Best of 2011: The Runners Up


Ah, 2011...we hardly knew ye.  Luckily, there's never a shortage of "best of" lists each year to aid us in remembering the good times (or, in most cases, to help us catch up...whatever that means).  With this in mind, what's the harm of one more, eh?

The compiled list of top favorites will have to wait for now, since I found it nearly impossible to limit myself to only 20 selections for the year.  As a result, I've put together this list of honorable mentions.  Think of them as films that were, for some reason or other, edged out of the top 20.
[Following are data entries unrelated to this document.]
PR #467, opened 2022-10-16
test callable allowed_images and host_ip

Sheila-nk:
- added new parameters to test allowed images passed as callables and lists. 
- mocked docker_host os environment to test that _default_host_ip correctly parses the url if the environment variable exists.

### DIFF
--- a/tests/test_dockerspawner.py
+++ b/tests/test_dockerspawner.py
@@ -18,6 +18,7 @@ from dockerspawner import DockerSpawner
 # Mark all tests in this file as asyncio
 pytestmark = pytest.mark.asyncio
 
+
 def test_name_collision(dockerspawner_configured_app):
     app = dockerspawner_configured_app
     has_hyphen = "user--foo"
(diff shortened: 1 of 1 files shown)


Sheila-nk:
The tests  fail when the callable returns a list. I am looking for feasible solutions but I would appreciate any assistance or recommendations.

Locally I hit this assertion error on Python 3.9.15:
```
>       assert resp.effective_url == url
E       AssertionError: assert 'http://127.0...Fapi%2Fstatus' == 'http://127.0...er/api/status'
E         - http://127.0.0.1:49899/@/space%20word/user/checker/api/status
E         + http://127.0.0.1:49899/@/space%20word/hub/login?next=%2F%40%2Fspace%2520word%2Fhub%2Fuser%2Fchecker%2Fapi%2Fstatus
tests/test_dockerspawner.py:133: AssertionError
```

On Github Actions the error is different though: [link to full error](https://github.com/jupyterhub/dockerspawner/actions/runs/3258873225/jobs/5351284452#:~:text=%3E%20%20%20%20%20%20%20resp%20%3D%20await%20AsyncHTTPClient,py%3A135%3A%20HTTPClientError)

```
>       resp = await AsyncHTTPClient().fetch(
            url, headers={"Authorization": "token %s" % token}
        )
E       tornado.httpclient.HTTPClientError: HTTP 500: Internal Server Error
tests/test_dockerspawner.py:135: HTTPClientError
```

tests/test_dockerspawner.py
```diff
@@ -82,27 +82,48 @@ async def test_start_stop(dockerspawner_configured_app, remove):
...
 
 
-@pytest.mark.parametrize("image", ["1.0", "1.1.0", "nomatch"])
-async def test_allowed_image(dockerspawner_configured_app, image):
+def allowed_images_callable(*_):
+    return ["jupyterhub/singleuser:1.0", "jupyterhub/singleuser:1.1"]
+
+
+@pytest.mark.parametrize(
+    "image, expected",
```
minrk, line 90: Let's call the variable what it sets, to make it clearer what it is:

- `allowed_images` is the allowed_images configuration
- `image` is the requested image

```suggestion
    "allowed_images, image",
```

tests/test_dockerspawner.py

It's worth mentioning that on both lists there are a few films that were released prior to 2011.  My rationalization for including these films is simple: I didn't have the opportunity to see them until 2011.  An example?  One of the highest ranking flicks on the upcoming top 20 list screened at festivals all over the world in 2010 but didn't hit Portland until last February.

So, in no particular order, here are the runners up---->>>


Midnight in Paris (dir. Woody Allen):

Just pure fun.  Owen Wilson hasn't been this likeable in years.  Meanwhile, Paris actually resembles a city you'd want to visit, rather than a picked over, tourist hell.  Probably the best film Allen's made since Deconstructing Harry, definitely his best comedy since then.  It also contains wonderful supporting performances by Corey Stoll as Ernest Hemingway and Michael Sheen as the kind of boring "pseudo-intellectual" that Allen (or his proxy in those pictures where he's absent onscreen) routinely lambasts in his movies.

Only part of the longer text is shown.